I don't know if is is useful, but this is what I get on a Telekom VDSL with the same hardware and the same Firmware:
Data Rate: Down: 63.668 Mb/s / Up: 12.735 Mb/s
Line Attenuation (LATN): Down: 13.5 dB / Up: 13.1 dB
Signal Attenuation (SATN): Down: 13.5 dB / Up: 13.5 dB
Noise Margin (SNR): Down: 4.8 dB / Up: 25.6 dB
Aggregate Transmit Power (ACTATP): Down: 0.5 dB / Up: 8.3 dB
Max. Attainable Data Rate (ATTNDR): Down: 61.050 Mb/s / Up: 38.219 Mb/s
Line Uptime Seconds: 13645821
Line Uptime: 157d 22h 30m 21s
I pay for a 50/10 connection, thus I don't have much to complain about. If I look at the historical data, it seems that it was syncing at an higher max down rate initially and it stabilized to these values after a few reconnects and from what I can see it never tried to bump them up again. I don't remember if the higher data rates where with this firmware or another.
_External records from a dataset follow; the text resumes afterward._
PR #6312, opened 2020-04-09
feat: make axis orient/labelAngle support signal

kanitw:


examples/specs/rect_labelangle_orient_signal_future.vl.json
```diff
@@ -0,0 +1,41 @@
...
+  "data": { "url": "data/github.csv"},
+  "mark": "circle",
+  "encoding": {
+    "y": {
+      "field": "time",
+      "type": "ordinal",
+      "timeUnit": "day",
+      "sort": ["mon", "tue", "wed", "thu", "fri", "sat", "sun"],
+      "axis": {
+        "orient": "right",
```
kanitw, line 13: @haldenl  Once Vega supports it, make orient signal and test.

examples/specs/rect_labelangle_orient_signal_future.vl.json
```diff
@@ -0,0 +1,41 @@
...
+        "labelAngle": {"signal": "yLabelAngle"}
+      }
+    },
+    "x": {
+      "field": "time",
+      "type": "ordinal",
+      "timeUnit": "hours",
+      "axis": {
+        "orient": "top",
```
kanitw, line 22: @haldenl  Once Vega supports it, make orient signal and test.

examples/specs/circle_labelangle_orient_signal_future.vl.json
```diff
@@ -0,0 +1,41 @@
...
+  "data": { "url": "data/github.csv"},
+  "mark": "circle",
+  "encoding": {
+    "y": {
+      "field": "time",
+      "type": "ordinal",
+      "timeUnit": "day",
+      "sort": ["mon", "tue", "wed", "thu", "fri", "sat", "sun"],
+      "axis": {
+        "orient": "right",
```
kanitw, line 13: @haldenl Once Vega supports it, make orient signal and test.

examples/specs/circle_labelangle_orient_signal_future.vl.json
```diff
@@ -0,0 +1,41 @@
...
+        "labelAngle": {"signal": "yLabelAngle"}
+      }
+    },
+    "x": {
+      "field": "time",
+      "type": "ordinal",
+      "timeUnit": "hours",
+      "axis": {
+        "orient": "top",
```
kanitw, line 22: @haldenl Once Vega supports it, make orient signal and test.

kanitw:
I've rebased to master. 
I think this is mergable since we're correctly passing orient to Vega.
(We can revert the casting commit later.)

src/compile/axis/config.ts
```diff
@@ -1,20 +1,56 @@
...
-function getAxisConfigFromConfigTypes(configTypes: string[], config: Config) {
+function getAxisConfigFromConfigTypes(
+  configTypes: string[],
+  config: Config,
+  channel: 'x' | 'y',
+  orient: string | SignalRef
+) {
   // TODO: add special casing to add conditional value based on orient signal
-  return Object.assign.apply(null, [{}, ...configTypes.map(configType => config[configType])]);
+  return Object.assign.apply(null, [
```
domoritz, line 18: Use `...` instead.

src/compile/axis/config.ts
```diff
@@ -1,20 +1,56 @@
...
+    {},
+    ...configTypes.map(configType => {
```
domoritz, line 20: This map is getting pretty big. Let's pull it out and use a normal for loop.

src/compile/axis/config.ts
```diff
@@ -1,20 +1,56 @@
...
+      if (configType === 'axisOrient') {
+        const orient1 = channel === 'x' ? 'bottom' : 'left';
+        const orientConfig1 = config[channel === 'x' ? 'axisBottom' : 'axisLeft'] || {};
+        const orientConfig2 = config[channel === 'x' ? 'axisTop' : 'axisRight'] || {};
+
+        const props = new Set([...keys(orientConfig1), ...keys(orientConfig2)]);
```
domoritz, line 26: No need to make a set here if you only loop over it.

src/compile/axis/config.ts
kanitw: Why would using loop be better?

Using map and then `assign`ing once also means the merging is done in native code, not JS and thus faster.

src/compile/axis/config.ts
kanitw: I already use ... below, so this comment doesn't make sense.

Plus, you can't do ... to merge/assign an array of object.

src/compile/axis/config.ts
kanitw: I disagree. It's the right semantic.

src/compile/axis/config.ts
domoritz: We could if we do it in a for loop. Anyway, not needed.

src/compile/axis/config.ts
domoritz: A loop is easier to step into when using a debugger.

src/compile/axis/config.ts
domoritz: Is it because you want to remove duplicates? If you iterate over values below, an array makes as much sense as a set, imo.

src/compile/axis/properties.ts
```diff
@@ -167,58 +169,111 @@ export function getLabelAngle(
   }
 }
 
+export function normalizeAngleExpr(angle: SignalRef) {
+  return `(((${angle.signal} % 360) + 360) % 360)`;
```
haldenl, line 173: Should parenthesize `${angle.signal}` to preserve evaluation order

e.g., 1 + 359 % 360 !== (1 + 359) % 360

src/compile/axis/properties.ts
```diff
@@ -167,58 +169,111 @@ export function getLabelAngle(
...
+            `(45 < ${a} && ${a} < 135) || (225 < ${a} && ${a} < 315) ? "middle" :` +
+            `(${a} <= 45 || 315 <= ${a}) === ${orientIsTop} ? "bottom" : "top"`
+        };
+      }
+
+      if ((45 < angle && angle < 135) || (225 < angle && angle < 315)) {
+        return 'middle';
+      }
+
+      if (isSignalRef(orient)) {
```
haldenl, line 200: This looks unreachable since `isSignalRef(orient)` implies `channel === 'y'`. (I think we need a signal check on the `channel` assignment line).

src/compile/axis/properties.ts
```diff
@@ -167,58 +169,111 @@ export function getLabelAngle(
...
   if (angle !== undefined) {
     if (channel === 'x') {
-      return (45 < angle && angle < 135) || (225 < angle && angle < 315)
-        ? 'middle'
-        : (angle <= 45 || 315 <= angle) === (axisOrient === 'top')
-        ? 'bottom'
-        : 'top';
+      if (isSignalRef(angle)) {
+        const a = normalizeAngleExpr(angle);
+        const orientIsTop = isSignalRef(orient) ? `(${orient.signal} === "top")` : orient === 'top';
```
haldenl, line 188: I believe we need to parenthesize `${orient.signal}` here as well.

src/compile/axis/properties.ts
```diff
@@ -167,58 +169,111 @@ export function getLabelAngle(
...
+        return {
+          signal:
+            `(45 < ${a} && ${a} < 135) || (225 < ${a} && ${a} < 315) ? "middle" :` +
+            `(${a} <= 45 || 315 <= ${a}) === ${orientIsTop} ? "bottom" : "top"`
```
haldenl, line 192: Parenthesize here too.

haldenl: (And etc. for other occurrences.)

src/compile/header/parse.ts
```diff
@@ -1,16 +1,17 @@
...
 import {assembleAxis} from '../axis/assemble';
 import {FacetModel} from '../facet';
 import {parseGuideResolve} from '../resolve';
 import {getHeaderProperty} from './common';
 import {HeaderChannel, HeaderComponent} from './component';
 
-export function getHeaderType(orient: AxisOrient) {
-  if (orient === 'top' || orient === 'left') {
+export function getHeaderType(orient: AxisOrient | SignalRef) {
+  if (orient === 'top' || orient === 'left' || isSignalRef(orient)) {
```
haldenl, line 14: Why do we default to `header` if orient is a signal?

test/compile/axis/config.test.ts
```diff
@@ -0,0 +1,20 @@
+import {getAxisConfigs} from '../../../src/compile/axis/config';
+
+describe('getAxisConfigs', () => {
+  it('correctly get axis types for orient signal', () => {
+    const {vgAxisConfig} = getAxisConfigs(
+      'x',
+      'point',
+      {signal: 'a'},
+      {
+        axisTop: {labelBaseline: 'line-bottom', labelPadding: 2},
```
haldenl, line 10: Can we change one of these config properties to a signal to make sure objects work okay.

src/compile/axis/properties.ts
kanitw: Why does `isSignalRef(orient)` implies `channel === 'y'`?

kanitw: FWIW, this is *not* unreachable -- look at the test coverage.

src/compile/header/parse.ts
kanitw: Because header / footer can't be signal in Vega.  We should add some comments here.

src/compile/axis/properties.ts
kanitw: Good catch.

src/compile/axis/properties.ts
kanitw: Can you come up with a case that will break this?
Otherwise, I'd rather have the output readable.

src/compile/axis/properties.ts
kanitw: Can you come up with a case that will break this?
Otherwise, I'd rather have the output readable.

test/compile/axis/config.test.ts
kanitw: not sure what you mean by "objects work okay".

haldenl: b/c we use `stringValue` to signalfy the config.

haldenl: if one of the properties is a signal it will stringify to `"{ 'signal': '...' }"`. Should make sure this works properly.

src/compile/axis/config.ts
```diff
@@ -1,20 +1,56 @@
...
+
+        const conditionalOrientAxisConfig = {};
+        for (const prop of props.values()) {
+          conditionalOrientAxisConfig[prop] = {
+            // orient is surely signal in this case
+            signal: `${orient['signal']} === "${orient1}" ? ${stringValue(orientConfig1[prop])} : ${stringValue(
```
kanitw, line 32: wrong when the config is a signal

src/compile/axis/properties.ts
kanitw: Actually ternary operator will break this.

src/compile/axis/properties.ts
kanitw: Let's deal with this separately in https://github.com/vega/vega-lite/issues/6374.

src/compile/axis/properties.ts
kanitw: Let's deal with this in https://github.com/vega/vega-lite/issues/6374

src/compile/axis/properties.ts
kanitw: Let's deal with this in #6374

src/compile/axis/properties.ts
kanitw: I'll remove the `channel` inference code so it's clear.

PR #6322, opened 2020-04-12
fix:  apply offset to both range positions when position2 is unspecified

### LINKED ISSUE #6320: Inconsistency with thetaOffset and theta2Offset for arc mark
The Vega-Lite 4.10 schema has (as yet, undocumented) `thetaOffset` and `theta2Offset`. This is certainly useful, and behaves as I would expect when just `thetaOffset` is specified for radial charts where the segment angle is equal for all marks but radius varies:

```json
{
  "data": {
    "values": [
      {"dir": "1N","strength": 10},
      {"dir": "2NE","strength": 12},
      {"dir": "3E","strength": 10},
      {"dir": "4SE","strength": 12},
      {"dir": "5S","strength": 10},
      {"dir": "6SW","strength": 12},
      {"dir": "7W","strength": 10},
      {"dir": "8NW","strength": 12}
    ]
  },
  "encoding": {
    "theta": {"field": "dir","type": "ordinal"},
    "radius": {"field": "strength","type": "quantitative"},
    "color": {"field": "dir","type": "nominal"}
  },
  "mark": {
    "type": "arc",
    "stroke": "white",
    "thetaOffset":-0.39
  }
}
```
thetaOffset1

Its behaviour is analogous to specifying `xOffset` in a Cartesian vertical bar chart.

However, when the segment angle varies, such as a pie chart, to apply an offset we have to supply both `thetaOffset` and `theta2Offset`. 

```json
{
  "data": {
    "values": [
      {"category": "A","value": 4},
      {"category": "B","value": 6},
      {"category": "C","value": 10},
      {"category": "D","value": 3},
      {"category": "E","value": 7},
      {"category": "F","value": 8}
    ]
  },
  "encoding": {
    "theta": {"field": "value","type": "quantitative"},
    "color": {"field": "category","type": "nominal"}
  },
  "mark": {
    "type": "arc",
    "thetaOffset": -0.3,
    "theta2Offset": -0.3
  }
}
```

thetaOffset2

Needing to provide both seems inconsistent given the data-driven specification only identifies `theta` encoding. I think a more consistent approach would be apply `thetaOffset` to both the start and end angles unless (a) the main encoding uses both `theta` and `theta2` channels; or (b) both `thetaOffset` and `theta2Offset` are supplied. This would be more consistent with the Cartesian equivalents.

I note also that if only `thetaOffset` is applied (try removing the `theta2Offset` line above), it would appear that it is actually `theta2` that is offset :

thetaOffset2

And if only `theta2Offset` is supplied, we get a misleading overlapping of later segments on earlier ones (set the mark opacity to <1 to confirm this happens):

thetaOffset3

kanitw:
fix #6320

### DIFF
--- a/test/compile/mark/arc.test.ts
+++ b/test/compile/mark/arc.test.ts
@@ -41,6 +41,25 @@ describe('Mark: Arc', () => {
     });
   });
 
+  describe('for pie with thetaOffset', () => {
+    // This is a simplified example for stacked text.
+    // In reality this will be used as stacked's overlayed marker
+    const model = parseUnitModelWithScaleAndLayoutSize({
+      mark: {type: 'arc', thetaOffset: 5},
+      encoding: {
+        theta: {field: 'field', type: 'quantitative'},
+        color: {field: 'id', type: 'nominal'}
+      }
+    });
+
+    const props = arc.encodeEntry(model);
+
+    it('applies thetaOffset to both startAngle and endAngle', () => {
+      expect(props.startAngle).toEqual({scale: 'theta', field: 'field_end', offset: 5});
+      expect(props.endAngle).toEqual({scale: 'theta', field: 'field_start', offset: 5});
+    });
+  });
+
   describe('for radial histogram', () => {
     // This is a simplified example for stacked text.
     // In reality this will be used as stacked's overlayed marker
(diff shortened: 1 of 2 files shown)


test/compile/mark/arc.test.ts
```diff
@@ -41,6 +41,25 @@ describe('Mark: Arc', () => {
     });
   });
 
+  describe('for pie with thetaOffset', () => {
+    // This is a simplified example for stacked text.
+    // In reality this will be used as stacked's overlayed marker
```
domoritz, line 46:
```suggestion
    // In reality this will be used as stacked's overlayed marks.
```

So when they introduced vectoring DT also tried to introduce "open profiles" that is they tried to configure all links to use (up to) the highest sync rates they allow (the exact numbers changed, but right now for profile 17a that would be something like 116/42? or so). It turned out that this was not working as well as hoped, so DT switched back to profiles tailored for the specific contract rates (50/10 in your case). BUT at the same time the German regulator also clarified that contract rates are to be interpreted as net TCP/IP goodput and ISPs started* to (over-)provision** plans such that the contract speed could actually be measured. And since there are also yearly reports about the level of "over-achievement/-provisioning" by ISPs, DT opted for generous sync corridors for a given contract rate, with your ~64/13 being close to the allowed maximum sync of the DSLAM/MSAN.
I would guess you might have looked at these values before and after the switching of the provisioned rates?
*) Well the DOCSIS ISPs traditionally configured enough gross speed so that end users actually could see the contracted speeds (and more) as goodput in speedtest results; IIRC this was based/codified in a CISCO note or whitepaper, but DSL ISPs tended to interpret contract speeds as gross rates....
**) Over-provisioning is one way of describing it, under-reporting is another way ;), but this is semantics as the consequence is that consumers git a slight speed increase without a price hike, so thanks EU!